My love for personal finance began 9 years ago when I first entered the workforce with Singapore Airlines as an executive and receiving my first paycheck. Like many others, it felt like a lot of money at that time, having just transitioned from a poor student to full-time employment. I knew that I needed to find a way to optimise but was unsure of how to do so. Knowing myself, I would never commit my hard earned money in the hands of financial salespeople without doing enough due diligence myself.
“Buy Term and Invest the Rest” or BTIR, this was one of the first lessons I learned when I went down the rabbit hole of devouring every information I can find on personal finance. The realisation that there are many more effective ways of planning for insurance and investments beyond the commonly promoted use of high cost whole life plans and investment-linked policies was enlightening to me. It was also fascinating to read about the stories of how various individuals planned out how they like to live their lives through deliberate decisions in their finances. I wanted to do the same for myself and also to share what I learned with others so that they can also make good decisions in their finances and personal lives.

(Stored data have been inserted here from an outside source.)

PR #454, opened 2022-09-23
chore: Quarterly dependency updates

jrconlin:


ethowitz:
Should the rust version in the circleci images be updated to 1.64.0 as well? It looks like they're pinned to 1.62.0 🤔

pjenvey:
> Should the rust version in the circleci images be updated to 1.64.0 as well? It looks like they're pinned to 1.62.0 🤔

“Our government is like our father”, those were the words that I never thought I would hear in an educational talk on CPF. My first encounter with Chris was on YouTube about 6 years ago. I was searching for information on utilising CPF and SRS schemes when I chanced upon his talk given at a SIAS event. The video was over an hour-long which honestly, I did not plan to finish watching entirely. However, Chris’ ability to present a dry topic like CPF in an engaging way with interesting and funny analogies made it so enjoyable to watch that I finished watching the whole video before I knew it. His down to earth and sincere demeanour easily connected in a way, and I could tell that the audiences felt the same too. You can check out his CPF videos here.
Chris’ talk sparked the curiosity in me to learn more about Providend, and their mission. I found their story on how they started out in trying to change the industry admirable. I felt their strong convictions in fighting for what is right, despite numerous pushback from the industry. I had seen how passionate Chris was in writing about various topics such as why term insurance and low-cost funds should apply to most people, and responding patiently to the barrage of external disagreements. What I had been advocating casually to friends over the past few years, Providend was doing it at full scale and made it their life mission and purpose. Slowly and unknowingly, I became a die-hard fan of the company, rooting for them in every step of their journey.
While looking back, I thought about the many similarities between this story and my personal romantic courtship (that is for another day). It starts with admiration from afar, coupled with self-doubt whether I’m good enough to be part of their journey. Neither my education nor my profession was in related fields, hence what qualifications do I have that can even be considered? Where do I even start to get to know the folks there? All these uncertainties held back any concrete plans and actions that I needed to take.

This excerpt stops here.